The route’s main halt is Caldaro (Kaltern), home to many sixteenth-century buildings in Uberetsch style, combining northern Gothic and southern Renaissance architectural details. Wines from the vineyards around this small village have won numerous awards; one of the best places to taste them is Punkt, a wine bar/information point on the main square. Alternatively, two cellars near the village centre also offer wine tasting – Kellerei Kaltern, and Erste & Neue Kellerei. Within walking distance, too, on the Wine Road on the way to Lake Caldaro, the producer Manincor is well worth a visit for its combination of modern architecture and traditional estate buildings, as well as its fine vintages.
Another centre to head for is the village of Termeno (Tramin), from which the varietal Gewürtztraminer gets its name.
Bolzano’s cable cars
A trip up in any of Bolzano’s three cable cars gives a small taste of the high peaks that surround the city; for fares and times, see sii.bz.it. The first ascends from Via Renòn (Rittnerstrasse), a ten-minute walk from the train station, to Soprabolzano (Oberbozen). It’s the longest cable-car journey in Europe, with the largest change in height. Alternatively the San Genesio/Jenesien cable car offers stupendous views of the Catinaccio/Rosengarten massif – the station is at Via Sarentino, 1.5km north of the town centre along the river (bus #12 or #14). On the high Alpine pastures at the top, you’ll see blond-maned Haflinger horses grazing. The third cable car goes to Colle/Kohlern from the station across the river south of the train station at Ponte Campiglio. In operation since 1908, it is the oldest cable car in the world.
The Ötzi cult
Since Europe’s most famous ice man was discovered on a lonely Alpine mountainside in 1991, an entire culture has sprouted around this anonymous Ladin forebear. Conspiracy theories have come thick and fast with some “revealing” Ötzi to be a Peruvian mummy transported to the Alps for publicity purposes. Others have claimed to be his direct descendants, while the “Ötzi diaries”, which appeared in the wake of the infamous “Hitler diaries”, were quickly dismissed as tomfoolery. The “Ötzi curse” stems from the fact that he was found on a palindromic date (19.9.1991), and indeed some people linked with the discovery have since died unexpectedly, while one woman has even offered to bear a child using Ötzi’s 5000-year-old sperm – she was politely rejected.
Museion
Bolzano’s museum of contemporary art, Museion, is housed in a strikingly modern building, a futuristic glass cube. The museum has a collection of about two thousand pieces, and exhibitions change every few months or so – check the website to see what’s on.
Northeast of Bolzano
The route northeast of Bolzano along the Isarco (Eisacktal) Valley is one of the main routes between Italy and northern Europe, crossing the border into Austria at the famous Brenner Pass (1375m), the lowest in the Alps.
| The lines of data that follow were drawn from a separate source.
PR #822, opened 2024-06-29
[XRI3] Updating `ObjectManipulator` so to not rely on obsolete XRI controllers. 

AMollis:
# Overview

Updating `ObjectManipulator` so to not rely on obsolete XRI controllers. 

This required introducing a new interactor interface, `ITrackedInteractor`.  This interface provides a way for the `ObjectManipulator` to obtain the transform of the tracked input device.

### DIFF
--- a/org.mixedrealitytoolkit.core/Interactors/ITrackedInteractor.cs
+++ b/org.mixedrealitytoolkit.core/Interactors/ITrackedInteractor.cs
@@ -11,7 +11,7 @@ namespace MixedReality.Toolkit
     public interface ITrackedInteractor
     {
         /// <summary>
-        /// Get the interactor's parent whoee pose is backed by a tracked input device.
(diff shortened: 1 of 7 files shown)


org.mixedrealitytoolkit.core/Interactors/ITrackedInteractor.cs
```diff
@@ -0,0 +1,18 @@
...
+
+namespace MixedReality.Toolkit
+{
+    /// <summary>
+    /// Represents an interactor whose parent pose is backed by a tracked input device.
+    /// </summary>
+    public interface ITrackedInteractor
+    {
+        /// <summary>
+        /// Get the interactor's parent whoee pose is backed by a tracked input device.
```
AMollis, line 14:
``` suggestion
whose
```

shaynie (approved):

Protestant reformer Martin Luther was one of many travellers to have walked over the Brenner Pass on his epic journey to Rome in 1510. A motorway and high-speed train line to Innsbruck now make light work of the distance, and the ancient towns of Bressanone (Brixen) and Vipiteno (Sterzing) are engaging places on the way to stretch the legs. Nearby is the wild protected area called the Parco Naturale Fanes-Sennes-Braies accessible via the Val Pusteria (Pustertal), a side valley off the Isarco. If you are planning to walk any of the long-distance walking trails known as alte vie (literally “high ways”) you will almost certainly visit the Val Pusteria, as most of the trails launch from there. Train is the best way to reach it, with a line branching off the main Bolzano–Innsbruck tracks at Fortezza (Franzenfeste) and serving the drowsy settlements of the Val Pusteria, the market town of Brunico (Bruneck) and Dobbiaco (Toblach), from where there are buses to Cortina d’Ampezzo.
Brixen Card
This gratis discount pass gives free access to public transport, the Acquarena pool, all of Südtirol’s museums and much more. However it’s only available to those staying at registered accommodation facilities in the Brixen and around. See the Brixen card website for details.
Brunico (Bruneck)
An influx of people from the surrounding villages arrive daily in the otherwise quiet market town of Brunico (Bruneck), which is also the transport centre of the region. Brunico was the home to the painter and sculptor Michael Pacher (c.1435–98); his Vine Madonna can be found in the parish church of the village of San Lorenzo, 4km to the southwest. Pacher is probably the most famous Tyrolean painter and woodcarver, straddling German Gothic and the more spare Italian styles; there’s something vaguely unsavoury about this particular Madonna and her pudgy child, gripping a bunch of black grapes, but it’s refreshing to see work in its original setting rather than in a museum.
Things to do in Brunico
Brunico Castle, on Schlossweg 2, is home to a branch of the Messner Mountain Museum focusing exclusively on the Sherpas of Nepal. Bressanone-born climber and explorer Reinhold Messner is renowned primarily for having made the first ascent of Everest without oxygen in 1978 and for being the first human to climb all fourteen of the world’s peaks over 8000m. Having retired from the Earth’s high places, Messner has set up an inspiring and engaging museum in his home region dedicated to the world’s mountain ranges and the cultures of the people who inhabit them. The museum is spread over five branches – Firmian at Schloss Sigmundskron, Ortles near Solda, the Dolomites branch south of Cortina d’Ampezzo, Juval in the Val Venosta and Ripa at Brunico Castle – occupying some pretty spectacular and sometimes remote real estate. Log onto the museum’s website to find out more.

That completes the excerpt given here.